Collected data
PR #55575, opened 2023-11-17
feat: [PL-41193]: Infra Cleanup request

mdmilic:
## Describe your changes
Expose Infra Cleanup API for bijou flows and wire it through to the K8S Runner cleanup stage. Send cleanup response back.

Tested by triggering the APIs with Postman

## Checklist

## Comment Triggers
<details>

- 
  Specific builds
  - `trigger manager`
  - `trigger dms`
  - `trigger ng_manager`
  - `trigger cvng `
  - `trigger cmdlib`
  - `trigger template_svc`
  - `trigger event_server`
</details>

<details>

- Compile: `trigger compile`
- Recency: `trigger recency`
- PMD: `trigger pmd`
- UnitTests-0: `trigger ut0`
- UnitTests-1: `trigger ut1`
- UnitTests-2: `trigger ut2`
- UnitTests-3: `trigger ut3`
- UnitTests-4: `trigger ut4`
- UnitTests-5: `trigger ut5`
- UnitTests-6: `trigger ut6`
- UnitTests-7: `trigger ut7`
- UnitTests-8: `trigger ut8`
- UnitTests-9: `trigger ut9`
- SonarScan: `trigger ss`
- Go Build: `trigger gobuild`
</details>

### Rebase Instructions:
To rebase your branch onto the latest changes in the target branch, simply use the following command in a comment: `/rebase`

- - -
This change is [Reviewable](https://reviewable.io/reviews/harness/harness-core/55575)


mdmilic:
trigger uts

mdmilic:
trigger uts

mdmilic:
trigger ut5, ut6, ut7, ut8, ut9

mdmilic:
trigger uts

mdmilic:
trigger uts

mdmilic:
trigger uts

mdmilic:
trigger ut5

260-delegate/src/main/java/io/harness/delegate/service/handlermapping/handlers/CleanupHandler.java
```diff
@@ -7,15 +7,49 @@
...
+      response = CleanupInfraResponse.newBuilder().setResponseCode(ResponseCode.RESPONSE_OK).build();
+    } catch (Exception e) {
+      log.error("Cleanup infra by runner {} failed with exception ", runner, e);
+      response = CleanupInfraResponse.newBuilder()
+                     .setResponseCode(ResponseCode.RESPONSE_FAILED)
+                     .setErrorMessage("Failed to cleanup the infra")
+                     .build();
+    }
+    final var call = managerClient.sendCleanupInfraResponse(
+        taskPayload.getId(), context.get(Context.DELEGATE_ID), context.get(Context.ACCOUNT_ID), response);
```
xingchi-jin, line 51: should here use taskPayload.getExecutionInfraId() ?

420-delegate-service/src/main/java/io/harness/grpc/scheduler/ScheduleTaskServiceGrpcImpl.java
```diff
@@ -104,45 +113,84 @@ public void initTask(final SetupExecutionInfrastructureRequest request,
...
+      log.error("accountId is empty");
+      responseObserver.onError(Status.INVALID_ARGUMENT.withDescription("accountId is mandatory").asRuntimeException());
+    }
+
+    if (StringUtils.isEmpty(request.getInfraRefId())) {
+      log.error("Infra ref id is empty for account {}", request.getAccountId());
       responseObserver.onError(
           Status.INVALID_ARGUMENT.withDescription("infra_ref_id is mandatory").asRuntimeException());
       return;
     }
```
xingchi-jin, line 155: before sending request to delete the actual LE, i think we should mark the executionInfraLocation as "tainted". so any possible execute will not be able to use the infra immediately.

420-delegate-service/src/main/java/io/harness/executionInfra/ExecutionInfraLocation.java
```diff
@@ -36,6 +36,7 @@
 @FieldNameConstants(innerTypeName = "ExecutionInfraLocationKeys")
 public class ExecutionInfraLocation implements PersistentEntity, UuidAware, CreatedAtAware, UpdatedAtAware {
   @Setter @Id private String uuid;
+  private final String accountId;
```
xingchi-jin, line 39: add a field as tainted, it is set true when receiving the clean up request

420-delegate-service/src/main/java/io/harness/grpc/scheduler/ScheduleTaskServiceGrpcImpl.java
mdmilic: No need to worry about that (at least not for now), this is not our responsibility (right now). Pipeline service is orchestrating the init/execute/cleanup events and they are dealing with this problem that they issue cleanup after all the other ones are handled. If it proves to become a problem we can address it later on.

260-delegate/src/main/java/io/harness/delegate/service/handlermapping/handlers/CleanupHandler.java
mdmilic: No, this needs to be ID of the cleanup task itself, we use it to find the task in the DB. But I think I need to pass infraRefId in addition to that, because I'm misusing this ID on the backend side on one place. I could get infraRefId from the Task object, but I think it's more correct to pass it as a query param. Thanks for pointing it out, will add another param.

920-delegate-service-beans/src/main/proto/io/harness/delegate/schedule_task.proto
```diff
@@ -48,12 +59,15 @@ message SchedulingConfig {
...
   string runner_type = 3;
 
-  string account_id = 4;
-  string org_id = 5;
-  string project_id = 6;
+  // TODO: Remove orgId and projectId from SchedulingConfig.
+  //  These are only used for fetching the secrets when we have scopedSecretId and don't really relate to scheduling.
+  //  Also, if we already have scopedId, we should not need these ids, we should update our APIs if needed instead.
+  // NOTE: Don't use these fields for any other purpose.
+  string org_id = 4;
```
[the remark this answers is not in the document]
mdmilic: One of my principal eng had a saying `good intentions don't work (mechanisms do)` 😃, I think it's a famous quote from Jeff Bezos. 
The problem is that *`as long as`* is not going to work. If you put it in the API, you can't control the usage, someone will start using it for different purposes in couple of months or even completely misusing it and it's going to be hard to go back (this is why I insist on lean API, API is our contract which is super hard to change ones it's live/signed and there is less possibilities for misuse if it's smaller). Also, you say you don't want it to be used for **`Scheduling`** decisions, but you put it inside **`SchedulingConfig`** which is used for those scheduling decisions 😄 . 
AccountId is always needed (even if it's not really technically needed) because we use it for customer isolation. That's why Harness global policy is that we always have accountId in the API path or Query Param for instance for every single API. Also, you can't make DB queries if you don't supply accountId, so I've just taken accountId to top level, because I don't always need SchedulingConfig, but need accountId (also, it's not really related to scheduling). 

I don't have much against using orgId/projId when they are needed (and they are sometimes and we as Harness do plan to continue using them, just differently), but the main problem here is that the API is disconnected. To fetch the secret you need scopedId + orgId + projId. Your scopedId is in Secret object deeply nested in your request, but your orgId & projId are in the top level SchedulingConfig (which is also available even when you don't have Secrets and even for other types of requests which are not related to dealing with secrets). So, to address this you could move orgId/projId to a secret object next to scopedId (this is your mechanism to prevent abuse from the quote above), However IMO the real issue is that scopedId itself is broken. 
If API is already asking me for a scopedId (meaning some service that understands scopes have created it) then that ID should be enough to figure out the scopes and all. If I need to understand the scopes and provide the orgId/projId, then what's the point of the scopedId, why not just providing standard secretId and the receiver side figures out the scopes. This is telling me that the actual fix is to entirely get rid of orgId & projId and fix the SM APIs and scopedId, so you only need one ID and nothing else. When we do find real usages for orgId/projId we can introduce them in a proper manner (i.e. put them in the right place in the request). 
As for SetupAbstractions, that's just a bad concept and we have a chance to not repeat the past mistakes. SetupAbstractions is just a bucket we use to put all the random stuff you don't know where to put.

mdmilic:
trigger uts

mdmilic:
trigger ut4

920-delegate-service-beans/src/main/proto/io/harness/delegate/schedule_task.proto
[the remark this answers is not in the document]
xingchi-jin: i agree org/proj id is not needed for scheduleConfig
i also agree with the simpler approach, where one id identifies everything. Unfortunately it's not the case in other Harness components, thus scopeId has two benefits
1. it's compatible with the current way pipeline works
2. it's simpler. because the secret named by the scopedId is mounted to the task container. It's easier for the tasks to know how to read the secret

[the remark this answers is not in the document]
xingchi-jin: it's not blocking comment, i'm ok with the change

xingchi-jin (approved):

PR #55637, opened 2023-11-20
fix: [SMP-2266]: PR to remove hardcoded values

arya-harness:


charts/delegate-proxy/values.yaml
```diff
@@ -74,54 +68,49 @@ securityContext:
...
 virtualService:
   annotations: {}
 ingress:
-  annotations: {}
\ No newline at end of file
+  annotations: {}
+configData:
+  proxy:
+    conf: |-
+      server { root /www/data;proxy_http_version 1.1;
```
arya-harness, line 115: magic of yq !!!

swapnil-harness (approved):

PR #39, opened 2021-03-22
Add `observed` in `NonlinearFunction`

YingboMa:


ChrisRackauckas:
https://github.com/SciML/SciMLBase.jl/blob/master/src/solutions/solution_interface.jl#L81

I think you need `AbstractNoTimeSolution` dispatches too?

ChrisRackauckas (approved):

PR #40, opened 2021-03-26
Add 5-arg `mul!`

briochemc:
This PR simply adds a 5-arg `mul!` for `AbstractDiffEqLinearOperator`.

## [WHAT TO WORK ON]
Go line by line through the data above and count those holding "ResponseCode"; report the number alone.

## [TASK OUTPUT]
2